PR #4383, opened 2018-10-28
Increase jasmine timeout

p12tic:
I think I finally figured out the cause of at least some of the instabilities of smokes tests.

Turns out that jasmine's `defaultTimeoutInterval` also defines the maximum duration of whole test. If we accidentally exceed this timeout, jasmine will start the `afterEach` callback, but also not stop execution of running test itself. The test will then fail as the page is pulled from under its feet and produce additional messages which were very confusing.

I was able to reliably reproduce this failure mode running smoke tests on a cgroup limited to 5% of CPU. There might be other issues causing instabilities still, but at least this one will be fixed.

This PR also updates yarn.lock to include the `integrity` line.

### DIFF
--- a/smokes/protractor-headless.conf.js
+++ b/smokes/protractor-headless.conf.js
@@ -21,7 +21,15 @@ exports.config = {
     framework: 'jasmine',
 
     jasmineNodeOpts: {
-        defaultTimeoutInterval: 50000,
+        // jasmine requires that whole test is completed within
+        // defaultTimeoutInterval. If we accidentally exceed this timeout,
+        // jasmine will not stop the execution of the test method, but will
+        // simply start afterEach() callback and fail the test. The test code
+        // will likely fail too as the page was pulled from under its feet.
+        // The test error messages will make the cause of the failure very
+        // confusing. Thus we increase the timeout value to one that hopefully
+        // will never be exceeded.
+        defaultTimeoutInterval: 1000000,
         print: function() {}
     },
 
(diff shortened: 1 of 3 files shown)


tardyp:
I am not sure if this is the rootcause. 
Right, If there is a timeout, then more test might fail because things are not cleanedup properly, but the testsuite would have failed anyway because of the timeout.

My guts feeling is that at some point, there is something that is actually making the system hang, and the test will never finish. 
In that case, increasing the timeout will just make the test fail after more time in this case.

We already increased that timeout several time IIRC.

p12tic:
>  Right, If there is a timeout, then more test might fail because things are not cleaned up properly, but the testsuite would have failed anyway because of the timeout.

I think that I expressed myself incorrectly. The test itself does not fail due to, e.g. 5 or 10 second timeout in some step taking too long. It's jasmine who terminates the test because it exceeded `defaultTimeoutInterval`. So even if everything is alright within the test execution, jasmine might terminate it just because it's slow.

I've verified that this is exactly what happens locally by adding a bunch of console.info(). I was able to see the test happily executing alongside the `afterEach` callback just until the effects of `afterEach` interferes with the expectations of the test.

Having said that, I agree that most instabilities are not caused by this problem right now even though I remember exactly the same problems in the past. I'd say the downsides of having a change like this are fewer than the possibility of instabilities, even if small. But feel free to close the PR.

tardyp:
ok lets try it then.

rodrigc:
I think that @p12tic's patch to increase the Jasmine timeout is a reasonable way to go.  I've done similar things to this when writing other protractor-based tests for other projects.  Thanks for this fix!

● **WHAT TO PRODUCE**
Copy out the full listing above. Keep every word as it is.

● **EXPECTED ANSWER**
PR #4383, opened 2018-10-28
Increase jasmine timeout

p12tic:
I think I finally figured out the cause of at least some of the instabilities of smokes tests.

Turns out that jasmine's `defaultTimeoutInterval` also defines the maximum duration of whole test. If we accidentally exceed this timeout, jasmine will start the `afterEach` callback, but also not stop execution of running test itself. The test will then fail as the page is pulled from under its feet and produce additional messages which were very confusing.

I was able to reliably reproduce this failure mode running smoke tests on a cgroup limited to 5% of CPU. There might be other issues causing instabilities still, but at least this one will be fixed.

This PR also updates yarn.lock to include the `integrity` line.

### DIFF
--- a/smokes/protractor-headless.conf.js
+++ b/smokes/protractor-headless.conf.js
@@ -21,7 +21,15 @@ exports.config = {
     framework: 'jasmine',
 
     jasmineNodeOpts: {
-        defaultTimeoutInterval: 50000,
+        // jasmine requires that whole test is completed within
+        // defaultTimeoutInterval. If we accidentally exceed this timeout,
+        // jasmine will not stop the execution of the test method, but will
+        // simply start afterEach() callback and fail the test. The test code
+        // will likely fail too as the page was pulled from under its feet.
+        // The test error messages will make the cause of the failure very
+        // confusing. Thus we increase the timeout value to one that hopefully
+        // will never be exceeded.
+        defaultTimeoutInterval: 1000000,
         print: function() {}
     },
 
(diff shortened: 1 of 3 files shown)


tardyp:
I am not sure if this is the rootcause. 
Right, If there is a timeout, then more test might fail because things are not cleanedup properly, but the testsuite would have failed anyway because of the timeout.

My guts feeling is that at some point, there is something that is actually making the system hang, and the test will never finish. 
In that case, increasing the timeout will just make the test fail after more time in this case.

We already increased that timeout several time IIRC.

p12tic:
>  Right, If there is a timeout, then more test might fail because things are not cleaned up properly, but the testsuite would have failed anyway because of the timeout.

I think that I expressed myself incorrectly. The test itself does not fail due to, e.g. 5 or 10 second timeout in some step taking too long. It's jasmine who terminates the test because it exceeded `defaultTimeoutInterval`. So even if everything is alright within the test execution, jasmine might terminate it just because it's slow.

I've verified that this is exactly what happens locally by adding a bunch of console.info(). I was able to see the test happily executing alongside the `afterEach` callback just until the effects of `afterEach` interferes with the expectations of the test.

Having said that, I agree that most instabilities are not caused by this problem right now even though I remember exactly the same problems in the past. I'd say the downsides of having a change like this are fewer than the possibility of instabilities, even if small. But feel free to close the PR.

tardyp:
ok lets try it then.

rodrigc:
I think that @p12tic's patch to increase the Jasmine timeout is a reasonable way to go.  I've done similar things to this when writing other protractor-based tests for other projects.  Thanks for this fix!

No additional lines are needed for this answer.